What you will do: Look through the records and copy every line in which "imag" appears.

[Saved data entries]
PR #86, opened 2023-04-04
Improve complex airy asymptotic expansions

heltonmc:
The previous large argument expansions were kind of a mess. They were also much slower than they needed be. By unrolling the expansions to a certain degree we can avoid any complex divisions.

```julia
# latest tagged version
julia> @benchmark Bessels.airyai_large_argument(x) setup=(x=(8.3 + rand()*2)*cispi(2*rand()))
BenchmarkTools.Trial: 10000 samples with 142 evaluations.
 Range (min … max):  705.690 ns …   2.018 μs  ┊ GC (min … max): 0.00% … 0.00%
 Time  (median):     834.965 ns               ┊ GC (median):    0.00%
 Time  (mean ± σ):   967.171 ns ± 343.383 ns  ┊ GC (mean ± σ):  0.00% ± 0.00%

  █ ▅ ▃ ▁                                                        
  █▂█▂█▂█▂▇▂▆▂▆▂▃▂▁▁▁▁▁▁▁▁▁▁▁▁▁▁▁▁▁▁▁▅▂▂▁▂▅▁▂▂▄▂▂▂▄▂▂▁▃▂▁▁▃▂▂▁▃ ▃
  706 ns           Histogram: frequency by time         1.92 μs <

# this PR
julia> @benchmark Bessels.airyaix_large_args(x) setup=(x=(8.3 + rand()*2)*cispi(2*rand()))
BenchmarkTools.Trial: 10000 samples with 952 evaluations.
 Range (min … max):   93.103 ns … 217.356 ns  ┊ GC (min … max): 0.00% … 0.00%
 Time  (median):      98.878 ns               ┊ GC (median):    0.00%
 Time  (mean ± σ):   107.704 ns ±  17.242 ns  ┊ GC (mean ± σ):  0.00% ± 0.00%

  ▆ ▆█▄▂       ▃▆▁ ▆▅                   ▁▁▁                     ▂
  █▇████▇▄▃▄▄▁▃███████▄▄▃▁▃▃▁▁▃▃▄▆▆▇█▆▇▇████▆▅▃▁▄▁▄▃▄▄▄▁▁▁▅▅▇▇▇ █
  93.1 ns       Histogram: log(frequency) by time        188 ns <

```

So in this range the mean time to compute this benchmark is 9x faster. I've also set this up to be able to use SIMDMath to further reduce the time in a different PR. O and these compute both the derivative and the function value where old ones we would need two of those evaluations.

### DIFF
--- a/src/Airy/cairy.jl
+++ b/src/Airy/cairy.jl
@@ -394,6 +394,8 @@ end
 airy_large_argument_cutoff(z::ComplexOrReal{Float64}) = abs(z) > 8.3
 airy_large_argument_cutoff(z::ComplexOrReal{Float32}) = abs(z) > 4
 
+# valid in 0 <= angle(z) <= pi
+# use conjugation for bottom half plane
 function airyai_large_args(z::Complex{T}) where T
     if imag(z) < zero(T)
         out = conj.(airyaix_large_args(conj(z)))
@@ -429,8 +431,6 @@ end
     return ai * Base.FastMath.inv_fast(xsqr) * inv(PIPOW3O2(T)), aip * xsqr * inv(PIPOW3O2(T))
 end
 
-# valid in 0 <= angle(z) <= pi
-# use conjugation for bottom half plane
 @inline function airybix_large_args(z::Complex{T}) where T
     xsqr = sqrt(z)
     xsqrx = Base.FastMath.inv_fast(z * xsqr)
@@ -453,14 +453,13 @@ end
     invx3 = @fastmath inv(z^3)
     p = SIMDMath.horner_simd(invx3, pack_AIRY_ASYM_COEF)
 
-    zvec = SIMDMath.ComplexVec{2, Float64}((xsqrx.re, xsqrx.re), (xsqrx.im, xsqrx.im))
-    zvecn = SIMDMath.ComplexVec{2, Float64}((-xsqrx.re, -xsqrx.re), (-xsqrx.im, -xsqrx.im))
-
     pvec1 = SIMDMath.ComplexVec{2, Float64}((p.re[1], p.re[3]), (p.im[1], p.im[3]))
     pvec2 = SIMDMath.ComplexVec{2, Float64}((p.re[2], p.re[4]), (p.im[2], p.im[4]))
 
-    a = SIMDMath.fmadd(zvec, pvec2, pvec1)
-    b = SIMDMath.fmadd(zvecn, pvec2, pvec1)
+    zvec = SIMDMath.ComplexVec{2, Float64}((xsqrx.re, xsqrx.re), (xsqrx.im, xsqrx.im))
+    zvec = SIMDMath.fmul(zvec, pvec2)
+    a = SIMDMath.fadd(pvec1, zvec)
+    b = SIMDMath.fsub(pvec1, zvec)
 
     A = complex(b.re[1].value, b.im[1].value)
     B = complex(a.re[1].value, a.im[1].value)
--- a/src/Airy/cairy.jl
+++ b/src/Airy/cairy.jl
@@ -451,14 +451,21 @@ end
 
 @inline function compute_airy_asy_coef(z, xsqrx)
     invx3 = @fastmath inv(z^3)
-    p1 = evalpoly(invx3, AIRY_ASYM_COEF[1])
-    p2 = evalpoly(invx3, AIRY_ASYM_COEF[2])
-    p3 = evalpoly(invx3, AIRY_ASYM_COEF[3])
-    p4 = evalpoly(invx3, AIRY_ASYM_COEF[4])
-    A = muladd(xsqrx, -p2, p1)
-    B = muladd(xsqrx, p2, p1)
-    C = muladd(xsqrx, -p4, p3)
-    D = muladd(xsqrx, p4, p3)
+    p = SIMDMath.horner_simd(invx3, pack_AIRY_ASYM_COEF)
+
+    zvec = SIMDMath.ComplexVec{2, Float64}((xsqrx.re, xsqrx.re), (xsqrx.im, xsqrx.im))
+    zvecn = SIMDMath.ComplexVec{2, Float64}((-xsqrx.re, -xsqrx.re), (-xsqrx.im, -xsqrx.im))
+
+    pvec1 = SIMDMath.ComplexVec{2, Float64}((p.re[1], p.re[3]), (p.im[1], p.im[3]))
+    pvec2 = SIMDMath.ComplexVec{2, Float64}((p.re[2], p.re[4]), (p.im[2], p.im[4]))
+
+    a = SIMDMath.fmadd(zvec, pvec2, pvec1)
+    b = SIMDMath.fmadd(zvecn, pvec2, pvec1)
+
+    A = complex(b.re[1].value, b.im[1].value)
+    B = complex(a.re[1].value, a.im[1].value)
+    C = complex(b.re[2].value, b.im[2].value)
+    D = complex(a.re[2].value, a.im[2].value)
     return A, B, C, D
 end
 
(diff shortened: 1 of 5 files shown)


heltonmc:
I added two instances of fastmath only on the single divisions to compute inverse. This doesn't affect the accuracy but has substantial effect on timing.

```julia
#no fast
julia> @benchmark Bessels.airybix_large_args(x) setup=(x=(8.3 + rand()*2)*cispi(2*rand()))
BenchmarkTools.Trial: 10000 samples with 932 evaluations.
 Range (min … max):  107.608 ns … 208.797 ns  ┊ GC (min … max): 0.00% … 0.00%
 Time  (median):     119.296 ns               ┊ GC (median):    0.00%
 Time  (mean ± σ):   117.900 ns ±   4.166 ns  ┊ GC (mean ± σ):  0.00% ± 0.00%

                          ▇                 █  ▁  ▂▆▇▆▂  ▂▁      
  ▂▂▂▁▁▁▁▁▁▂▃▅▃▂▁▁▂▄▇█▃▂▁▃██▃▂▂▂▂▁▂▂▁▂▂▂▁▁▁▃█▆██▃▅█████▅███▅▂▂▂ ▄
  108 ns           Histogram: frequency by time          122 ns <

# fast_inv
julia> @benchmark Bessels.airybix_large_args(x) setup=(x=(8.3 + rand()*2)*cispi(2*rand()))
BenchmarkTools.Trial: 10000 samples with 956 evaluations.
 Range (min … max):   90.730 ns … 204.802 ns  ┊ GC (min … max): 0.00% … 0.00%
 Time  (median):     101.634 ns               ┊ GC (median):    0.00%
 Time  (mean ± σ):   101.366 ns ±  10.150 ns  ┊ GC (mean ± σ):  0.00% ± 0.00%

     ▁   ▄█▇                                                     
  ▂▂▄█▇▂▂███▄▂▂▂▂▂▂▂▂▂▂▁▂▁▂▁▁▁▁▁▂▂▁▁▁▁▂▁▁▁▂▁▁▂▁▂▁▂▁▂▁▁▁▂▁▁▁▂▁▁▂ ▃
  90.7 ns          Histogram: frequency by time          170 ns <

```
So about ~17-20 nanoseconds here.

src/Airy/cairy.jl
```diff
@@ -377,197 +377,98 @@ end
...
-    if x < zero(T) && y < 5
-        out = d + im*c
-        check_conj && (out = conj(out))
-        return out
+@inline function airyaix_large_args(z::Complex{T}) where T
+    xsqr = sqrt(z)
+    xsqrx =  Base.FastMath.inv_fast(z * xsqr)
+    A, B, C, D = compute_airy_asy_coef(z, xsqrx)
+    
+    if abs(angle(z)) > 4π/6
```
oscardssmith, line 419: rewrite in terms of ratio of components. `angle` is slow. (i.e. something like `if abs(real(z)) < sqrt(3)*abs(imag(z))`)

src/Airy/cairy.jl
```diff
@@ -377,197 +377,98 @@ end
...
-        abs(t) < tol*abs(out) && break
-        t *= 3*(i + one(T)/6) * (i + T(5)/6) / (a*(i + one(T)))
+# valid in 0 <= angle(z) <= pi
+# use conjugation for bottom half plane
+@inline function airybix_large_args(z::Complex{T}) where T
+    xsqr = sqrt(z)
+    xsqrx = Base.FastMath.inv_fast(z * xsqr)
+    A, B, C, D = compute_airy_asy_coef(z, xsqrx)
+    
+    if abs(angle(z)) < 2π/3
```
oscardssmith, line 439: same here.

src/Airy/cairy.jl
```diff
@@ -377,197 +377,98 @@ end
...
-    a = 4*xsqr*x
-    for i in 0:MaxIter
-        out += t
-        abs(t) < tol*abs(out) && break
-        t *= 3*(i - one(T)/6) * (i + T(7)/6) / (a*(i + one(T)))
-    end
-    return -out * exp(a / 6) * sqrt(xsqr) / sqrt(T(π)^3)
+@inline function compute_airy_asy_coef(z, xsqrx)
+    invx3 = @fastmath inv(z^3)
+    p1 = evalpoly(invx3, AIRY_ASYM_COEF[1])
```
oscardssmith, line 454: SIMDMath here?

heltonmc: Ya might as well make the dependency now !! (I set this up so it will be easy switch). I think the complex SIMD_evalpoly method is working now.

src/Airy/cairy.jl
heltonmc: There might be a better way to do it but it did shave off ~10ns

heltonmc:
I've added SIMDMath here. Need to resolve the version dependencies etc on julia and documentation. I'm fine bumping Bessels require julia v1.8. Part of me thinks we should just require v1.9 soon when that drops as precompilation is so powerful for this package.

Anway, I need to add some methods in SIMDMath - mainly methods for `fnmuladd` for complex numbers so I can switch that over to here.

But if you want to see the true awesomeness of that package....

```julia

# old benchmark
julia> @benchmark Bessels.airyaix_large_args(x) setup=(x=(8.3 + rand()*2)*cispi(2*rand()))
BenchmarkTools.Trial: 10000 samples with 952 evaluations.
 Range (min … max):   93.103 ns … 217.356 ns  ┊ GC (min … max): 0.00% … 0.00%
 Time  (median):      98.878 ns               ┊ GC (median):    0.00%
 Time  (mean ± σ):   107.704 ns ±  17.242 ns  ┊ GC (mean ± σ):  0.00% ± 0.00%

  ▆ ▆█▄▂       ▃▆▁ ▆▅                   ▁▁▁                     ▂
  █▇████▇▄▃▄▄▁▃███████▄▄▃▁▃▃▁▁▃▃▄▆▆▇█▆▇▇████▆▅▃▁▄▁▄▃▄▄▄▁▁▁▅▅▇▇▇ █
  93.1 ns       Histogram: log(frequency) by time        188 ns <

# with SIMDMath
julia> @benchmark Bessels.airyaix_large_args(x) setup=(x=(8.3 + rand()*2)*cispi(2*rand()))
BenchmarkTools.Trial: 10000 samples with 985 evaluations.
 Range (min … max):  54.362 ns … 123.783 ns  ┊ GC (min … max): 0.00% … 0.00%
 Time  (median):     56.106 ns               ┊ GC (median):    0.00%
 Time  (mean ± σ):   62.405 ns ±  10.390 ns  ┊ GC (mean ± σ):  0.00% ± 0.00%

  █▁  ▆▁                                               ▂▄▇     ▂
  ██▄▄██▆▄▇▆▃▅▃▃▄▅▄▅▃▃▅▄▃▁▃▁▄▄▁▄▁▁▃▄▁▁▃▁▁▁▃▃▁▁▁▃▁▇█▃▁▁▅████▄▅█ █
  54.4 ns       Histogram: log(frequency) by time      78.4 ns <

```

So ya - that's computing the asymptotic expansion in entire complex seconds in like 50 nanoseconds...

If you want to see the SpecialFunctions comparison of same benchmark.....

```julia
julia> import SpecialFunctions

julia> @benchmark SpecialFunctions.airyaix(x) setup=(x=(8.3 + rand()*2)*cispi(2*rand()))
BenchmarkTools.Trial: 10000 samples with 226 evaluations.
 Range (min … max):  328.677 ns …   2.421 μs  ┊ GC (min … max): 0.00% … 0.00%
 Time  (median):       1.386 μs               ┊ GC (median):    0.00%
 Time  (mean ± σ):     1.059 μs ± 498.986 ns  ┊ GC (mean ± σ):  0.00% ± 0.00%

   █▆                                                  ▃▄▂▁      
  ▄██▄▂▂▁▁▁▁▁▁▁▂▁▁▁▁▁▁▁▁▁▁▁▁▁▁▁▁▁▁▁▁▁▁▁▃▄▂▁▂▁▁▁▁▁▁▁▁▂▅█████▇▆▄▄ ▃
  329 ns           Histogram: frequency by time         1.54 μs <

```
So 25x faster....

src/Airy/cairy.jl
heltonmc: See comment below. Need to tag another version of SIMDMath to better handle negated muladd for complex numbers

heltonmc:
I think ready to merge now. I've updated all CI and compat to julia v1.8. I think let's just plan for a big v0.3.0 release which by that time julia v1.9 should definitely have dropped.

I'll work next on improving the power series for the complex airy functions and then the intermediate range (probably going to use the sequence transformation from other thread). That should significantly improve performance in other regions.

* * *

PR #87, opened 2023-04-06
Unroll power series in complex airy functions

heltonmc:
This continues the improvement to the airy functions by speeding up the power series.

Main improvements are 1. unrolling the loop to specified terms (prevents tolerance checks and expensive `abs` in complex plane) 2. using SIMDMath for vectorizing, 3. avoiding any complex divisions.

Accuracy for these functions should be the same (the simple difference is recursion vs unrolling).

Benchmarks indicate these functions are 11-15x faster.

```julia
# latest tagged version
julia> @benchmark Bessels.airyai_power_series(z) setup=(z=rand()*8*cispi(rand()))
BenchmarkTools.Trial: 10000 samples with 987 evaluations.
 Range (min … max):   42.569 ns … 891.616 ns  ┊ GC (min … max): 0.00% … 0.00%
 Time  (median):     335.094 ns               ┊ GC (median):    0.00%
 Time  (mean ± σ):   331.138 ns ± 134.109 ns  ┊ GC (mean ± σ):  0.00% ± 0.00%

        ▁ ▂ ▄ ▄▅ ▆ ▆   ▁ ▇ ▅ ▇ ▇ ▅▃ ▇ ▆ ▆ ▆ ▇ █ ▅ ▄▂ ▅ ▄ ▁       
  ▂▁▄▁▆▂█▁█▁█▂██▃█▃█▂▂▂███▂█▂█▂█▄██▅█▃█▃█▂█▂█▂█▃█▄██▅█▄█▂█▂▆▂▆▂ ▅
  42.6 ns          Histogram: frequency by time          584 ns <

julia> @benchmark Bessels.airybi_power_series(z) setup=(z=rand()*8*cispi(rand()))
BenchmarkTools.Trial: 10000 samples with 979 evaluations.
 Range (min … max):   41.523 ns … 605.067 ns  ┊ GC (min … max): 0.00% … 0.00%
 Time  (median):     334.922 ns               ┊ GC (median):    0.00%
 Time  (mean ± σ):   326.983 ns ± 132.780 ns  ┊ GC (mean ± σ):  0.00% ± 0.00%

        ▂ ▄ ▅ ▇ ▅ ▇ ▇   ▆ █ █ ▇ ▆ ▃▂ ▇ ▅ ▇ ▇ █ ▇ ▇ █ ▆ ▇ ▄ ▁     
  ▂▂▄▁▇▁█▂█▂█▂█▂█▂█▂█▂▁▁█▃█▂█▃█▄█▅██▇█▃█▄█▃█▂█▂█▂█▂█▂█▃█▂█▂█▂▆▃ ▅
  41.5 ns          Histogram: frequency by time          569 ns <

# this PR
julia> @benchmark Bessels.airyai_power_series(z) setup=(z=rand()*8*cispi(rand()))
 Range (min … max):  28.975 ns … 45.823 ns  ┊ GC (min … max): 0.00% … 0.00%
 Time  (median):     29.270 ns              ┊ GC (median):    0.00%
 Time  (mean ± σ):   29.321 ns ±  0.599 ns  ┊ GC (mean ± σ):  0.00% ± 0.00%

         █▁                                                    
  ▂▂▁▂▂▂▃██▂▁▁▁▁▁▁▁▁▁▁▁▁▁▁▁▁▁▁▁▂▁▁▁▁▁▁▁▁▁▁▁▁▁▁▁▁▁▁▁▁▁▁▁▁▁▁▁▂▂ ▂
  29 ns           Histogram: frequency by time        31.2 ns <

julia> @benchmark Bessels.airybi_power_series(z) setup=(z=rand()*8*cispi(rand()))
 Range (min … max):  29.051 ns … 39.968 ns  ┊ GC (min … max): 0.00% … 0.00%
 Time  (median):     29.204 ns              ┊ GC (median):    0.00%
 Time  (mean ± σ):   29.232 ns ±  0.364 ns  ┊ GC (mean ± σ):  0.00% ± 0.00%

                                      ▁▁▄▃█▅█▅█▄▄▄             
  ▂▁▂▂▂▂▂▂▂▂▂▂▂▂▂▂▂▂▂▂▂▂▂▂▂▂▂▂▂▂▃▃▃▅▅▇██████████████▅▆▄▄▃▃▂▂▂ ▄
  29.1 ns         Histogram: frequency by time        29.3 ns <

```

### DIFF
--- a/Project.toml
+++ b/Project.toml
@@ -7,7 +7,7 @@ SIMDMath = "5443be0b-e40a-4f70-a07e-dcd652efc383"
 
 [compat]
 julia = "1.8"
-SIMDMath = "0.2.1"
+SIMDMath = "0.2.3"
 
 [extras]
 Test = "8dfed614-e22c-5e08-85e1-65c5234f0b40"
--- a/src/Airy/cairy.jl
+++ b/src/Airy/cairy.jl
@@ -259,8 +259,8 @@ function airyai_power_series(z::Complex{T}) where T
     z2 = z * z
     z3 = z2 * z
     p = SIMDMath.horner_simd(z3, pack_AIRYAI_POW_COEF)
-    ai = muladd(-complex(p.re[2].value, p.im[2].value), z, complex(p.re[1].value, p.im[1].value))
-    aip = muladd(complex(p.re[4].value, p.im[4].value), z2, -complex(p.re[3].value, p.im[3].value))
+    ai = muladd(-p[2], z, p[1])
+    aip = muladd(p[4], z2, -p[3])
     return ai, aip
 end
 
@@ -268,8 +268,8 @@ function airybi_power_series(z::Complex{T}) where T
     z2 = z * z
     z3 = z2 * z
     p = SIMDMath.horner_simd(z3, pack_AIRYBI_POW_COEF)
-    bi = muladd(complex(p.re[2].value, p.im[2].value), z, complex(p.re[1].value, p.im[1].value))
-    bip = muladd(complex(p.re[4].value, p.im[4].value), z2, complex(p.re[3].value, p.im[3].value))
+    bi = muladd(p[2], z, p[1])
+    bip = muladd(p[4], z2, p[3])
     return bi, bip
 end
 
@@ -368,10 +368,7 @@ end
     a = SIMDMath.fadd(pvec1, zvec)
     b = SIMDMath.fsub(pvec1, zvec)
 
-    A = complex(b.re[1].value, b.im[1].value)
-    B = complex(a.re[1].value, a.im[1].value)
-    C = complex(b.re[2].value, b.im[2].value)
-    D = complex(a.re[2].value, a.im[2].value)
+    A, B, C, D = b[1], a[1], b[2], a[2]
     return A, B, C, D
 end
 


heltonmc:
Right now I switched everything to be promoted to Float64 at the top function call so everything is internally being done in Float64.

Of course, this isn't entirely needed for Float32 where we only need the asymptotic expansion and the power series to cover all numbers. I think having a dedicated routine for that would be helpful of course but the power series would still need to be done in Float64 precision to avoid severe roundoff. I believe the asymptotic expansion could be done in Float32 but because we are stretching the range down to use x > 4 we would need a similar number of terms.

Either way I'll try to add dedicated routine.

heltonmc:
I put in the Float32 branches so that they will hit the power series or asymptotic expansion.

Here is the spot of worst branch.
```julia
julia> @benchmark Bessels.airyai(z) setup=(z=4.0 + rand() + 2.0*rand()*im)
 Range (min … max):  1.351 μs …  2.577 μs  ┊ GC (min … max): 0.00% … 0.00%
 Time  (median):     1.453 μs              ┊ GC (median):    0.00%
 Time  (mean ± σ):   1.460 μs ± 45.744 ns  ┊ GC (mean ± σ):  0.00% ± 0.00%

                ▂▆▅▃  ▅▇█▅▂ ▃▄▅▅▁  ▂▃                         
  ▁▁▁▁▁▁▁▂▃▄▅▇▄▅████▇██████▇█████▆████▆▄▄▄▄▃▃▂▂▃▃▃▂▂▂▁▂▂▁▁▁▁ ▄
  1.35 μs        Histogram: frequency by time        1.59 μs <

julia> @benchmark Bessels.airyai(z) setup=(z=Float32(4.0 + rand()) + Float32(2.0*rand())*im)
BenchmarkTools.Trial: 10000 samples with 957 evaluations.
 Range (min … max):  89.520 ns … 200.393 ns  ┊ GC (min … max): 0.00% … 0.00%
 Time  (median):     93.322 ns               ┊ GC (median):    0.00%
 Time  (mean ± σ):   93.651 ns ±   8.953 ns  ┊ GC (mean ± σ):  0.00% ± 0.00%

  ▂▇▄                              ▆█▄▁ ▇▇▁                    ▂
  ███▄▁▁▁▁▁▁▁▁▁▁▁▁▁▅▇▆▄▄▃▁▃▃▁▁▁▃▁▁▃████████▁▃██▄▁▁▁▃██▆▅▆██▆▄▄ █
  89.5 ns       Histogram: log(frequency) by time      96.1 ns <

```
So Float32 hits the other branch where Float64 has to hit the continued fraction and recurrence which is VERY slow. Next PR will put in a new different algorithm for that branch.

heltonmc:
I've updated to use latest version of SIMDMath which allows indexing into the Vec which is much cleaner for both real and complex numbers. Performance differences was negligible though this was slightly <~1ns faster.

Solution to this task:
     if imag(z) < zero(T)
oscardssmith, line 419: rewrite in terms of ratio of components. `angle` is slow. (i.e. something like `if abs(real(z)) < sqrt(3)*abs(imag(z))`)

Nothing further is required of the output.